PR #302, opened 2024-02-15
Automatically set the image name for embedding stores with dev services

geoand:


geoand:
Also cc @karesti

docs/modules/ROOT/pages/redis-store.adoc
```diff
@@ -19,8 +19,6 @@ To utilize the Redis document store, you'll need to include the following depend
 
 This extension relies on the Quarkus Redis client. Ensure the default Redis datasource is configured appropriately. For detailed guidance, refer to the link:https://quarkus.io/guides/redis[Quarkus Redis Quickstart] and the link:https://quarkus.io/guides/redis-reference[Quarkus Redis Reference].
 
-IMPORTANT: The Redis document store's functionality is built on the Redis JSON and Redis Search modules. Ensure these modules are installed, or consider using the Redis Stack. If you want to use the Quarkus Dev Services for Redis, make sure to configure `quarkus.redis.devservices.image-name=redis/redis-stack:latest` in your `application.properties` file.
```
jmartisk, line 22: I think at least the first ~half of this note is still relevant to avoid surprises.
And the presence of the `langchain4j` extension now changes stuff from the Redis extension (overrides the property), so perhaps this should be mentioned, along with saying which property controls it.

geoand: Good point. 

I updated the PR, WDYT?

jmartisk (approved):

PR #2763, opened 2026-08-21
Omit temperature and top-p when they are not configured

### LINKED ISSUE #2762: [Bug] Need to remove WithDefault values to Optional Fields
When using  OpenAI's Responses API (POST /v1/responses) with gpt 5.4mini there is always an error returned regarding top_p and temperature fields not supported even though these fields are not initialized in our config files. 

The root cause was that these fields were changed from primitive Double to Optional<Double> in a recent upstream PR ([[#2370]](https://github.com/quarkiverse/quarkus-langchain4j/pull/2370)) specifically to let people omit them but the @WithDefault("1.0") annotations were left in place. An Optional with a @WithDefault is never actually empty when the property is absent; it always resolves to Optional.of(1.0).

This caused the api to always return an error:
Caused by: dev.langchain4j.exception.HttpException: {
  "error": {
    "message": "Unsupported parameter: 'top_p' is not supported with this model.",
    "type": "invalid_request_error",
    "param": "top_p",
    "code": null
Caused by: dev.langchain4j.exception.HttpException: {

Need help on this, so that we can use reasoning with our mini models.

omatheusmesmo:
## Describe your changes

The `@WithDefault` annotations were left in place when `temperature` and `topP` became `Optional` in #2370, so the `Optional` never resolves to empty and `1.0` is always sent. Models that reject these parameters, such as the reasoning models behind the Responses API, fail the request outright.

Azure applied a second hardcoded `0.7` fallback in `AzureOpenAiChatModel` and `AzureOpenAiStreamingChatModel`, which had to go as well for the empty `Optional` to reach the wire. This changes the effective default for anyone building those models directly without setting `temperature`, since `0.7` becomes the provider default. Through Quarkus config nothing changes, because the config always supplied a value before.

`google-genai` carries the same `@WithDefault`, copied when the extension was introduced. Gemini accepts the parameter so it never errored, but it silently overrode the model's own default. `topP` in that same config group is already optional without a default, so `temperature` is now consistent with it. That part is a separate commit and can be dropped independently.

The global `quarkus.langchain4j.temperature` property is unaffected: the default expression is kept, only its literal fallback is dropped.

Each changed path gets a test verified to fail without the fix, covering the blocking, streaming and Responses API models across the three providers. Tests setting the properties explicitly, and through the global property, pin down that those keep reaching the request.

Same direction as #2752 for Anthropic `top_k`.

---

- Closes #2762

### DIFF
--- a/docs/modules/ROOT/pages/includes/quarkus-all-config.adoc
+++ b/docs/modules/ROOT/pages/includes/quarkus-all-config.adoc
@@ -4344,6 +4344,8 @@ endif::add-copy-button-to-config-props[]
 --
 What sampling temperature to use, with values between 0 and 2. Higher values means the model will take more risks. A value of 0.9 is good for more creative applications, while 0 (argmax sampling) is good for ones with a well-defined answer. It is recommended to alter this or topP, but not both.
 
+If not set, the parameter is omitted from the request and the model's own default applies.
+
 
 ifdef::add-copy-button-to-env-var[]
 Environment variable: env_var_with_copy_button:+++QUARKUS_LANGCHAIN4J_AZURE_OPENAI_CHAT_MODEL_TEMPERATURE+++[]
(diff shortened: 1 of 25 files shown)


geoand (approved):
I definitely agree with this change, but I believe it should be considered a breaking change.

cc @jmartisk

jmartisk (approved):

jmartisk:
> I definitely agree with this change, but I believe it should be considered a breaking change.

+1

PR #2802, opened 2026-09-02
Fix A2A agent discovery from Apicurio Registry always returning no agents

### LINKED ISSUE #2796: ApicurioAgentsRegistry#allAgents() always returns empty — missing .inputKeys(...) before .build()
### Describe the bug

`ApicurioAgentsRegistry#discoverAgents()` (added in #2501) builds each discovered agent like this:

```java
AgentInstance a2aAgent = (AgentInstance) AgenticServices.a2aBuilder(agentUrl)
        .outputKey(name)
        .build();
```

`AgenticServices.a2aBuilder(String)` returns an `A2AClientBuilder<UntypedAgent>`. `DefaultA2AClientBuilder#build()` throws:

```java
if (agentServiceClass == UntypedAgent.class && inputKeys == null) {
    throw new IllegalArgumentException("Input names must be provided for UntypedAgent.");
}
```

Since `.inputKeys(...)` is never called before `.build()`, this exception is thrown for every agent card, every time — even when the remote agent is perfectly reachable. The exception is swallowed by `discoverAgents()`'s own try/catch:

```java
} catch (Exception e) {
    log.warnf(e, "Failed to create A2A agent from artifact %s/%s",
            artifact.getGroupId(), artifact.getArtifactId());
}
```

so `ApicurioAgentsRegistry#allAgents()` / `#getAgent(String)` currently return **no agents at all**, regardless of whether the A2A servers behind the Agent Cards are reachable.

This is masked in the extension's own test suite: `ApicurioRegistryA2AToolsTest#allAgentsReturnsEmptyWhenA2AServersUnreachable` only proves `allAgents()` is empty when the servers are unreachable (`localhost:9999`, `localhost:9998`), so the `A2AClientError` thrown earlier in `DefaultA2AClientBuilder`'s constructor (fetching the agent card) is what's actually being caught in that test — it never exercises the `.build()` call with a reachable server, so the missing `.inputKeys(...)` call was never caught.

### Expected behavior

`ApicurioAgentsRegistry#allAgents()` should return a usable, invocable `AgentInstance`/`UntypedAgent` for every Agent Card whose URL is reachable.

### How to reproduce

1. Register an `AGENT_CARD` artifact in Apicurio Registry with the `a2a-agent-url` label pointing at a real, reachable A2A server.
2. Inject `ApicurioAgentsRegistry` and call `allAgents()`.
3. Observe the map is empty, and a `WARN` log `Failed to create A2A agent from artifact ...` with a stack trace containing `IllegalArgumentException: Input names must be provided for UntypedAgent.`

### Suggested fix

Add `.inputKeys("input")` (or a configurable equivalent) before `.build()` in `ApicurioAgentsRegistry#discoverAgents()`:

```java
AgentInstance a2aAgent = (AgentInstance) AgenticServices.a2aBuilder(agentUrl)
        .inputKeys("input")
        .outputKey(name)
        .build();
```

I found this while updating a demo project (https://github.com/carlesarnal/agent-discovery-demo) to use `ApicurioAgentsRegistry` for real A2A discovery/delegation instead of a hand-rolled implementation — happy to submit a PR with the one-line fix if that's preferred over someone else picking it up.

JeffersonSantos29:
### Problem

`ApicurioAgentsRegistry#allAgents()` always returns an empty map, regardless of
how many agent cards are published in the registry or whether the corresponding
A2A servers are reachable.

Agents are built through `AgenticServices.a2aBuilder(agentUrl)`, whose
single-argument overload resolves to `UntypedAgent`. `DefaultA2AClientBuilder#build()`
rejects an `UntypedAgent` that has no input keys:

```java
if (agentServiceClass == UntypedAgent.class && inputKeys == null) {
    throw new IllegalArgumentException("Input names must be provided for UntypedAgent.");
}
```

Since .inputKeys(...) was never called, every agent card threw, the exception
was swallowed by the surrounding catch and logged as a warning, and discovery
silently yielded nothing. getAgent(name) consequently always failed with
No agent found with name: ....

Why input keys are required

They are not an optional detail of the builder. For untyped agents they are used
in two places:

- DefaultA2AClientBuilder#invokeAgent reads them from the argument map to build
==
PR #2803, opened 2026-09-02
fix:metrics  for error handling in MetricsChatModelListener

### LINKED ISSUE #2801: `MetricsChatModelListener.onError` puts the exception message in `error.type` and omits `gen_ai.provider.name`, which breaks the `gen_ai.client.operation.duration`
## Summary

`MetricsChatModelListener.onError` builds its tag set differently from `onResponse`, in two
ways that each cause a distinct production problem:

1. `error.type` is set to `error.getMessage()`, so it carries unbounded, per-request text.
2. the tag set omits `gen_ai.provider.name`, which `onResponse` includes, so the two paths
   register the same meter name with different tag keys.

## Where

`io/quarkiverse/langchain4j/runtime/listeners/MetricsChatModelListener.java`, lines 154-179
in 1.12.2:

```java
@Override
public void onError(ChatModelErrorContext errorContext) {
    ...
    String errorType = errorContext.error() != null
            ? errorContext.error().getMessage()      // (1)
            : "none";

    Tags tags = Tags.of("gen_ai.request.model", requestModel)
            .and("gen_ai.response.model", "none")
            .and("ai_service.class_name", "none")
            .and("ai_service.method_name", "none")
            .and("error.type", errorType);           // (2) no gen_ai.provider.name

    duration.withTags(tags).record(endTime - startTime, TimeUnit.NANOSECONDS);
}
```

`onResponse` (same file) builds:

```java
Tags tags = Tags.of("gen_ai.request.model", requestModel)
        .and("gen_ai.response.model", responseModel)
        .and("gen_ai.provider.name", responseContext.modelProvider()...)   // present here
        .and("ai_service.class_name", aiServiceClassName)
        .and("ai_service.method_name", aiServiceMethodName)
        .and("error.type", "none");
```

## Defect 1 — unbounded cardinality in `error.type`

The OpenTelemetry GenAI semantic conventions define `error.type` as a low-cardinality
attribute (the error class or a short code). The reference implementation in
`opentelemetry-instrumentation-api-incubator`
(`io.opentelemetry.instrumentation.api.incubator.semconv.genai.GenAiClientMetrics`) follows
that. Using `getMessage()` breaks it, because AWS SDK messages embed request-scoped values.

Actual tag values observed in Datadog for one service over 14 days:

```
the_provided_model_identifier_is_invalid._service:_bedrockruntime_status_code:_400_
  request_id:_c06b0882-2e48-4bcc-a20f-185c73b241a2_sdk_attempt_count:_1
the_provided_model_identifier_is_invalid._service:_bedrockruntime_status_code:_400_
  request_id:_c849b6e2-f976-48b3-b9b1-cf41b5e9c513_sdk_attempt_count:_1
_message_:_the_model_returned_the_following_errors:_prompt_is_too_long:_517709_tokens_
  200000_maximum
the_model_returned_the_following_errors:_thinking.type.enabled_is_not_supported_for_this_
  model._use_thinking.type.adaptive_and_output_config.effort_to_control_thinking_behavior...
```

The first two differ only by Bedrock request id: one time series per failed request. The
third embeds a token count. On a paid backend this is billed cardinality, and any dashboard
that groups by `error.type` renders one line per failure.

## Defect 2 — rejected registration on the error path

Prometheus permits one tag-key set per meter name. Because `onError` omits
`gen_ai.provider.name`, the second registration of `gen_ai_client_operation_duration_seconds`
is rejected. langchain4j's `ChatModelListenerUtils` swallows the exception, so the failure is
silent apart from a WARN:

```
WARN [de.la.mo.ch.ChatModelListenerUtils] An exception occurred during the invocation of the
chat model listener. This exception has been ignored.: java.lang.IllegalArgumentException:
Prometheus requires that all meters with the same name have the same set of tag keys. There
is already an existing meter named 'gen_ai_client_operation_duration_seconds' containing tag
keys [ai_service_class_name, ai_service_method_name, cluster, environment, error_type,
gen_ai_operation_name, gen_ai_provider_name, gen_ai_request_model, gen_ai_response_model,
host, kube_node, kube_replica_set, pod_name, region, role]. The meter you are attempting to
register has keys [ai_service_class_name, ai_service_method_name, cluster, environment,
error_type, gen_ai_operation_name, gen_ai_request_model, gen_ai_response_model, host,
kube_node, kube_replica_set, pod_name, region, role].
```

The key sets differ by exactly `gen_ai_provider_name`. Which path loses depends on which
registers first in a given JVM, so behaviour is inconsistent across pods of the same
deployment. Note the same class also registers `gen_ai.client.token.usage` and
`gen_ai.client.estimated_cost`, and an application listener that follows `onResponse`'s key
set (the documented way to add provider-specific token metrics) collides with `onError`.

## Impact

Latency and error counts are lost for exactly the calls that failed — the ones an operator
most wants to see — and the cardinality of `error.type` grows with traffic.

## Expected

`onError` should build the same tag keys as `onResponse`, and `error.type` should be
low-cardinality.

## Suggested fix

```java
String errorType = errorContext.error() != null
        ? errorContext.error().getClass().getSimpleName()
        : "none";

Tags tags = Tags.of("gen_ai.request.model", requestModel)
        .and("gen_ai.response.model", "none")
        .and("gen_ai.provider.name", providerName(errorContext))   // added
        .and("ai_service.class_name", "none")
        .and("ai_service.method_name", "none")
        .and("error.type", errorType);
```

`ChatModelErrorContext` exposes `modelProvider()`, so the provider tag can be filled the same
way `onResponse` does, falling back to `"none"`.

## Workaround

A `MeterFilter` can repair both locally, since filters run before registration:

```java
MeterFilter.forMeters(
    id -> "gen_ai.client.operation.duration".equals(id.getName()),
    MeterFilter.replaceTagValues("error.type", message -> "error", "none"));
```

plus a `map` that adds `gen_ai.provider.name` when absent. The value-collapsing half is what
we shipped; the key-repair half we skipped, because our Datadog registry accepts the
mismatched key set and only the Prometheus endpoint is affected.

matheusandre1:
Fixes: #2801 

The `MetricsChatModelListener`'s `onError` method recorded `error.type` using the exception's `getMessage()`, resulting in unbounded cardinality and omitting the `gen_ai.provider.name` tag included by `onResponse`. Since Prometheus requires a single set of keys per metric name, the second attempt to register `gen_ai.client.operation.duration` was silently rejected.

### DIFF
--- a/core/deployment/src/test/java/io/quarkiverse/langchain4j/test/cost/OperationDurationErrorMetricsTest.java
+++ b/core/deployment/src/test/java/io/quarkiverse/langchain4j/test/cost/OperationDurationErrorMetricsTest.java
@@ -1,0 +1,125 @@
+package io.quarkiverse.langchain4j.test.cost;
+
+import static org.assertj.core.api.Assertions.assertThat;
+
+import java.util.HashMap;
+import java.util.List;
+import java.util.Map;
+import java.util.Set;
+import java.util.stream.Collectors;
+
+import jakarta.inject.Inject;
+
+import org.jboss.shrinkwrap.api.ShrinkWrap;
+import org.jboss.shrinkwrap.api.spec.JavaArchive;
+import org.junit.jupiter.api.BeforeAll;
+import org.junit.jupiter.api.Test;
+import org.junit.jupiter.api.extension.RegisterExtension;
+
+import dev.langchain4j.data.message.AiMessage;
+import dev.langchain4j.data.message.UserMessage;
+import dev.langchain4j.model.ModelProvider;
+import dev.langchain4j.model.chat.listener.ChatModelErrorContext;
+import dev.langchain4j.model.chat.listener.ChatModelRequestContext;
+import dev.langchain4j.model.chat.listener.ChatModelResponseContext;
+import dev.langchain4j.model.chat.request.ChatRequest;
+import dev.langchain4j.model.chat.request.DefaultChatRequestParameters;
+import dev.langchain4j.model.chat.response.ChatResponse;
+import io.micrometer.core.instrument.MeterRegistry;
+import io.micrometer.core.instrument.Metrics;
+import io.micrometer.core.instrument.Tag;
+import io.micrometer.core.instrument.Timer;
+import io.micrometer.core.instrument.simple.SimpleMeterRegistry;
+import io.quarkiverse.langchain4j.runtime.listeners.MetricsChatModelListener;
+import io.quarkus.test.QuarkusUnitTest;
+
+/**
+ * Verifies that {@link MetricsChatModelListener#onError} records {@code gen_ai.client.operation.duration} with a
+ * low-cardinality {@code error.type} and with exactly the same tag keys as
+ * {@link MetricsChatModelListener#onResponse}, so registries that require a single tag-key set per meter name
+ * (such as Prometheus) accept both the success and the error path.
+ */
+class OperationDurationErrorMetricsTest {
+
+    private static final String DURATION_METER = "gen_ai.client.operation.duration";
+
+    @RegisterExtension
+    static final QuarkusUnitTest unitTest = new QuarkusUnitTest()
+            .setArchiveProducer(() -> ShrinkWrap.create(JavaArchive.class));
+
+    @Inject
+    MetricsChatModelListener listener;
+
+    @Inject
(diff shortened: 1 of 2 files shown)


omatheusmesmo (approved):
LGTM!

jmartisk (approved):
==
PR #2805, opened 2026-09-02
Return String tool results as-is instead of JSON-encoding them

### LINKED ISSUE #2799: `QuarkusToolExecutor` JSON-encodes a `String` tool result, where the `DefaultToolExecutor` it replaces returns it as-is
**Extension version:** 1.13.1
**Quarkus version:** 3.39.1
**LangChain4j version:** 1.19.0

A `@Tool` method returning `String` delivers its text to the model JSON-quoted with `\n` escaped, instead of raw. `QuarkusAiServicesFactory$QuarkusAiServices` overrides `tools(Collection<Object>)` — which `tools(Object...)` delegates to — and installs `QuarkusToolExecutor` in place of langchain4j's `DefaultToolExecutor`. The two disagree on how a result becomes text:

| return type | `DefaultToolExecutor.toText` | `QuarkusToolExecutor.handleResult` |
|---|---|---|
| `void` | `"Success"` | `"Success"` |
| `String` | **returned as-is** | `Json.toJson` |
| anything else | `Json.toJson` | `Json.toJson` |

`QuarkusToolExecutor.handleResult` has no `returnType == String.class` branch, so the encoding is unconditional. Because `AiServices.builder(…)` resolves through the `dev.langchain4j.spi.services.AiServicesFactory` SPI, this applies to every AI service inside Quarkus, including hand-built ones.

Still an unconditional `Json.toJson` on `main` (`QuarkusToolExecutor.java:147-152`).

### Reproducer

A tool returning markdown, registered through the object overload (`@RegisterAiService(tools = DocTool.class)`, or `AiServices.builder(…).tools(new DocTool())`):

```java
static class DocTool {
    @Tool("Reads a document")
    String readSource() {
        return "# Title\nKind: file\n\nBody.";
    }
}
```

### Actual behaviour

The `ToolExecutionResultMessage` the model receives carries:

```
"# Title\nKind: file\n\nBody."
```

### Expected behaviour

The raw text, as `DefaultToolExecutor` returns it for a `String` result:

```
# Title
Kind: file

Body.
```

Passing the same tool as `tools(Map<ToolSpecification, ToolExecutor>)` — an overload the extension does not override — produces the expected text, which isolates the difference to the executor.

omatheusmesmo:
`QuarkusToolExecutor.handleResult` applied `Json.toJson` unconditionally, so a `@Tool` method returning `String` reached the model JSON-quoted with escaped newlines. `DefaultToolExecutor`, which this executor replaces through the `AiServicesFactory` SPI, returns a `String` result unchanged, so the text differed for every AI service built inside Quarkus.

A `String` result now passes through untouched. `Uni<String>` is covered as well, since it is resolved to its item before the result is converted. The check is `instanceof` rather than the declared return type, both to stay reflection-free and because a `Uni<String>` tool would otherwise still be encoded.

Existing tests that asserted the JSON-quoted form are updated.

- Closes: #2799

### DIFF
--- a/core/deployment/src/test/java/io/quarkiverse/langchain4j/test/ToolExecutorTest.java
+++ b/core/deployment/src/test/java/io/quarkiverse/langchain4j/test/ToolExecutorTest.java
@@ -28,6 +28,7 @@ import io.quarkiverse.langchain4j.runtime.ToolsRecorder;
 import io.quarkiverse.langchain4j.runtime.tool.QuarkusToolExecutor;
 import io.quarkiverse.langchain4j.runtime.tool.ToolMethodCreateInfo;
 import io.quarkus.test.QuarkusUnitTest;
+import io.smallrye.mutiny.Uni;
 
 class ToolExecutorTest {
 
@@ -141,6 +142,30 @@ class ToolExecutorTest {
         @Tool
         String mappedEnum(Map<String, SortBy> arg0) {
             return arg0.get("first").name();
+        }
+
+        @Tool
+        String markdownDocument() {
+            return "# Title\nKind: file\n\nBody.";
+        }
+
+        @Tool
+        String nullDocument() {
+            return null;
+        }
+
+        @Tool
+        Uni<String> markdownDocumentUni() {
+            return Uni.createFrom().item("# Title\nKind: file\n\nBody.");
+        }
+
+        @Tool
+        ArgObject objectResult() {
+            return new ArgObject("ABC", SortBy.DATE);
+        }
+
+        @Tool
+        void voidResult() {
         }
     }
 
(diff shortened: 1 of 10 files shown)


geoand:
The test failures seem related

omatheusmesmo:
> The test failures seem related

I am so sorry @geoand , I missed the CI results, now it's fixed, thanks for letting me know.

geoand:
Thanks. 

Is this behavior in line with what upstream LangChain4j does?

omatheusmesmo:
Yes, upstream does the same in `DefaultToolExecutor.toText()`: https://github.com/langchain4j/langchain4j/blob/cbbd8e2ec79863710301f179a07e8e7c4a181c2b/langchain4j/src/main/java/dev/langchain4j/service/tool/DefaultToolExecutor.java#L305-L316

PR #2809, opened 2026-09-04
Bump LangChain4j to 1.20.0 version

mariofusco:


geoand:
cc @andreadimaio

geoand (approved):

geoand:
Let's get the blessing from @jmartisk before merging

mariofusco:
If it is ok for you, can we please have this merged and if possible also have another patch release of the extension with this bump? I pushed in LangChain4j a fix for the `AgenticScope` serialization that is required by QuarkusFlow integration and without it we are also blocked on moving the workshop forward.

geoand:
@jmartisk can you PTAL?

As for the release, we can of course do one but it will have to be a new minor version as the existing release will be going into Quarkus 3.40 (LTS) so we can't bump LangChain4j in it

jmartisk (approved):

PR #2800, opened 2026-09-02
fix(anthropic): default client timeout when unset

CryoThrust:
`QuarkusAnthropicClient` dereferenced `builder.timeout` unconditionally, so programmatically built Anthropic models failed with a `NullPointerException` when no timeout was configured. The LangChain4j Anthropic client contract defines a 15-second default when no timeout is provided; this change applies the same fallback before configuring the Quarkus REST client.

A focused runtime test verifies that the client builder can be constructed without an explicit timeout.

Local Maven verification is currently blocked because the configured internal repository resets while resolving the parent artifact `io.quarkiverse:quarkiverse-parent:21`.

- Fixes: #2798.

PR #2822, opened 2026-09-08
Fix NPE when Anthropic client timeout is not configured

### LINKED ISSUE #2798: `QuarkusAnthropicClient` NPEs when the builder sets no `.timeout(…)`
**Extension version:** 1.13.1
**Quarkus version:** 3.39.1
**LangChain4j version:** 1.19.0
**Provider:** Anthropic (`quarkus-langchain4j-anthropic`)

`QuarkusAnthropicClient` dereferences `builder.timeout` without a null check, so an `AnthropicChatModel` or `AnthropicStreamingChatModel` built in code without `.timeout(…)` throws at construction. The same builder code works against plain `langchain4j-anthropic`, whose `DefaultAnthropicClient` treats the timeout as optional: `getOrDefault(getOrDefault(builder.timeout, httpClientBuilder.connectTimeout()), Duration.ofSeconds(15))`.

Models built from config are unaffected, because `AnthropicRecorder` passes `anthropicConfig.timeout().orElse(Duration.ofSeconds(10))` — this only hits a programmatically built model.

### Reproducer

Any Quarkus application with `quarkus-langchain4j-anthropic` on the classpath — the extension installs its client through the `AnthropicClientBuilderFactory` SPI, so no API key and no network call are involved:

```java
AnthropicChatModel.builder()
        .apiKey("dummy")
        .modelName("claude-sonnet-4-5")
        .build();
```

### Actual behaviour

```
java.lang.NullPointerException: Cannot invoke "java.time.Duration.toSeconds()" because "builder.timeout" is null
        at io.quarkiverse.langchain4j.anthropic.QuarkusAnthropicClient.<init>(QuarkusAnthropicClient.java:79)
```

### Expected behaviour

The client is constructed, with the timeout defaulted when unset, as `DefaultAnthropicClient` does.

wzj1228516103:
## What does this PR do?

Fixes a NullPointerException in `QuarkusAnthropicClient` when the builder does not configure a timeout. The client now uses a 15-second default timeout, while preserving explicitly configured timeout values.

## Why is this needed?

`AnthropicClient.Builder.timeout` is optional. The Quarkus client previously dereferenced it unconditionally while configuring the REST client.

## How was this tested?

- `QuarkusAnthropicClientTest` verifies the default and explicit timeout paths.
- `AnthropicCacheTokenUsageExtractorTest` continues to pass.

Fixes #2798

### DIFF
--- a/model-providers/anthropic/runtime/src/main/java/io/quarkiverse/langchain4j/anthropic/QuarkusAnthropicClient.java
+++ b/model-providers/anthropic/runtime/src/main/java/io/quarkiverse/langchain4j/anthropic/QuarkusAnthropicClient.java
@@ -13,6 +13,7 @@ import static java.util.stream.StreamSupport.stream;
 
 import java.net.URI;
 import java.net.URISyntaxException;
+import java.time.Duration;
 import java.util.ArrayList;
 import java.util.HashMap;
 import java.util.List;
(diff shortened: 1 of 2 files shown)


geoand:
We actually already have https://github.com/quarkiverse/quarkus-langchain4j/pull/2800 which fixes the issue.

### Work to complete:
Throughout the listing, how many lines contain the string "ChatModelListenerUtils"? Give the number on its own.

### Output for this task:
2